From Fox News
The parents of Kayla Mueller, just released the last letter received from their daughter:
Everyone, If you are receiving this letter it means I am still
detained but my cell mates (starting from 11/2/2014) have been released.
I have asked them to contact you + send you this letter. It’s hard to
know what to say. Please know that I am in a safe location, completely
unharmed + healthy (put on weight in fact); I have been treated w/ the
utmost respect + kindness.
I wanted to write you all a well thought out letter (but I didn’t
know if my cell mates would be leaving in the coming days or the coming
months restricting my time but primarily) I could only but write the
letter a paragraph at a time, just the thought of you all sends me into a
fit of tears.
If you could say I have “suffered” at all throughout this whole
experience it is only in knowing how much suffering I have put you all
through; I will never ask you to forgive me as I do not deserve
forgiveness.
I remember mom always telling me that all in all in the end the only
one you really have is God. I have come to a place in experience where,
in every sense of the word, I have surrendered myself to our creator b/c
literally there was no else…. + by God + by your prayers I have felt
tenderly cradled in freefall.
I have been shown in darkness, light + have learned that even in
prison, one can be free. I am grateful. I have come to see that there is
good in every situation, sometimes we just have to look for it. I pray
each each day that if nothing else, you have felt a certain closeness +
surrender to God as well + have formed a bond of love + support amongst
one another…
I miss you all as if it has been a decade of forced separation. I
have had many a long hour to think, to think of all the things I will do
w/ Lex, our first family camping trip, the first meeting @ the airport.

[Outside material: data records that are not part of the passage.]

PR #2130, opened 2026-08-11
feat(generative): add location to GenerativeConfig.google_vertex runtime config (#2073)

Anai-Guo:
### What

Follow-up to #2118 (which added `location` to the collection-level `Configure.Generative.google_vertex`). This wires the same `location` through the **per-query runtime** config, `GenerativeConfig.google_vertex`.

Weaviate core's `generative-google` module reads a `location` class setting (default `us-central1`) alongside `region`, and now that the `GenerativeGoogle` proto carries `location` (field 15, from your regen in `f58e35b6`), the runtime path can send it:

- add `location` to `_GenerativeGoogle`
- pass `location=self.location` in `_to_grpc`
- expose an optional `location=` argument on `GenerativeConfig.google_vertex`, appended at the end of the signature so positional callers are unaffected

When left as `None` it is omitted from the gRPC message, so the server default still applies and existing calls are unchanged.

### Test

Added a `google_vertex` case to `test_generative_parameters` asserting `location="us-central1"` round-trips into `generative_pb2.GenerativeGoogle(location=...)`. All 21 cases pass; on unmodified code the new case fails with `TypeError: google_vertex() got an unexpected keyword argument 'location'`, confirming the field actually flows.

### Note on the proto files

The six `generative_pb2` files in this diff are **identical to `main`** (your `f58e35b6` regen). They're included only so CI is green on this branch — my fork can't fast-forward past the CI-workflow commit without the `workflow` token scope, so I couldn't rebase onto the new protos. They 3-way-merge to a no-op against `main`; feel free to drop them on merge/rebase.


Anai-Guo:

PR #2131, opened 2026-08-11
fix(generative): send AWS stop_sequences through to the gRPC request

Anai-Guo:
### What
`GenerativeConfig.aws_bedrock(...)` and `aws_sagemaker(...)` (the current, non-deprecated AWS generative factories) already accept a `stop_sequences` argument and store it on the runtime config — but `_GenerativeAWS._to_grpc` never forwarded it to the gRPC request, so the value was **silently dropped** and never reached the server.

```python
cfg = GenerativeConfig.aws_bedrock(model="anthropic.claude-3", stop_sequences=["STOP", "\n\n"])
grpc = cfg._to_grpc(_GenerativeConfigRuntimeOptions(return_metadata=True))
# before: grpc.aws.stop_sequences.values == []          <- dropped
# after:  grpc.aws.stop_sequences.values == ['STOP', '\n\n']
```

### Why it's safe to wire unconditionally
The server-side `GenerativeAWS` message carries `stop_sequences` in **every** vendored proto version shipped in this repo (`v4216`, `v5261`, `v6300`), so it can be sent the same way `max_tokens` already is — no version guard needed. The `# TODO - add top_k, top_p & stop_sequences ...` comment was stale for `stop_sequences`; I've narrowed it to the two fields the proto still lacks (`top_k`, `top_p`).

I have had many hours to think how only in your absence have I finally @
25 years old come to realize your place in my life. The gift that is
each one of you + the person I could + could not be if you were not a
part of my life, my family, my support.
I DO NOT want the negotiations for my release to be your duty, if
there is any other option take it, even if it takes more time. This
should never have become your burden. I have asked these women to
support you; please seek their advice. If you have not done so already,
[redacted] can contact [redacted] who may have a certain level of
experience with these people.
None of us could have known it would be this long but know I am also
fighting from my side in the ways I am able + I have a lot of fight left
inside of me. I am not breaking down + I will not give in no matter how
long it takes. I wrote a song some months ago that says, “The part of
me that pains the most also gets me out of bed, w/out your hope there
would be nothing left…” aka- The thought of your pain is the source of
my own, simultaneously the hope of our reunion is the source of my
strength.
Please be patient, give your pain to God. I know you would want me to
remain strong. That is exactly what I am doing. Do not fear for me,
continue to pray as will I + by God’s will we will be together soon.